Das Wandern ist für mich ein Gebet mit Leib und Seele. Es ist die reichste, beglückendste und energiewirksamste Art des Reisens. Distanzmässig bin ich nun einmal um die Erde gewandert. Wie viele Begegnungen mit hilfreichen, grosszügigen Menschen! Wie viele erfreuliche Überraschungen! Wie wunderbar, auf dieser grossen Erdkugel zu wandern. Und gleichzeitig kann ich damit bewusst machen: Das Wandern ist das einfachste und wirksamste Heilmittel für Körper und Seele; ganz im Sinne von: «Was mir gut tut, tut auch dem Planeten gut.» Meine Reisen finanziere ich selbst. Bei einigen Wanderungen wurden die MBT-Sandalen gesponsert.
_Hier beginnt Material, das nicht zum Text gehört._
Issue #1393, opened 2021-10-01
Bug: Comment textarea changes height when in focus 


asaadmahmood:
## Expected behavior
It should remain fixed in height in the default state, though we will still allow users to type multiple lines.

## Screenshots
![Oct-01-2021 22-11-03](https://user-images.githubusercontent.com/11034289/135660548-38ca5672-118f-4391-87f8-34f5a291023b.gif)

kamre:
Its the same discrepancy between preview and markdown editor like in #1394

sahil9001:
Can I take this issue?

akshat-kumar2109:
Please assign me this issue. I would like to work on it.

asaadmahmood:
@sahil9001 Sure.
@akshat-kumar2109 Since sahil came first, assigning it to him, but if he does not take it, we can assign it to you.

akshat-kumar2109:
No problem @asaadmahmood

sbishel:
closed as fixed

PR #1465, opened 2021-10-06
BugFix: Comment textarea changes height when in focus

sahil9001:
#### Summary

My pull request removes the default `min-height` property which was causing the shifting issue and when the height was reduced, the content goes a bit up, instead of this we want it to stay at a fixed position.

Before :

135660548-38ca5672-118f-4391-87f8-34f5a291023b

After :

Peek 2021-10-06 20-51

Multiline Screenshot:
Screenshot from 2021-10-09 18-05-10

#### Ticket Link
https://github.com/mattermost/focalboard/issues/1393

### DIFF
--- a/webapp/src/components/markdownEditor.scss
+++ b/webapp/src/components/markdownEditor.scss
@@ -52,7 +52,6 @@
     .octo-editor-preview {
         p {
             margin: 0;
-            // min-height: 32px;
             word-break: break-word;
         }
     }


sahil9001:
@asaadmahmood

asaadmahmood:
@sahil9001 Can you add a screenshot of how multiple lines in the comment box look, just want to make sure that that looks fine as well.

asaadmahmood:
Also the top and bottom spacing above/below the avatar and text should be consistent. Currently its less at the bottom, and more at the top.

sahil9001:
@asaadmahmood

harshilsharma63:
> @sahil9001 The spacing at the top and the bottom isn't equal in your example. image
> 
> Which is what I was talking about.
> 
> But I'll fix it in another PR.

@asaadmahmood I've merged this. You can now update the padding as you mentioned anythime.

emilyacook:
Thanks for participating in Hacktoberfest! You can claim your sticker set here: https://get.printfection.com/hacktober21/4144583267 @sahil9001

In der Transsibirischen Eisenbahn, zw. Moskau und Peking – hier traf Martin Vosseler einen französischen Gitarristen und hatte neben seiner Geige eine Gitarre für einen chinesischen Freund dabei. Er lehrte ihn einige Musikstücke, die zum Kern seines Strassenmusikrepertoires wurden. Aufgenommen Jan. 2015. Bild zVg

Dieses Jahr werden Sie Ihren 70. Geburtstag feiern können. Ist da etwas Spezielles geplant?

Ja, ein Dankesfest in Basel. 

Auf Nachfrage von barfi.ch nach Bildern haben Sie unter anderem diese Fotografie geschickt. Deshalb sei die abschliessende Frage erlaubt: Was würden Sie tun, wenn Sie Kaiser von China wären?   

Kaiser von China, eine der Cabaret-Figuren von Martin Vosseler, aufgenommen im Juni 2017 anlässlich des 60. Geb. einer Freundin. Bild zVg

Ich würde einige Leute wie den jetzigen Papst, Gro Harlem  Brundtland, Jimmy Carter, Robert Redford, Micheline Calmy-Rey und noch einige andere weitblickende Personen in meinen Palast zu einer Klausurtagung einladen. Wir würden in entspannter Atmosphäre zusammen besprechen, wie wir weltweit eine planetare Ethik fördern könnten, dank der alle dringenden Herausforderungen der Menschheit gelöst werden.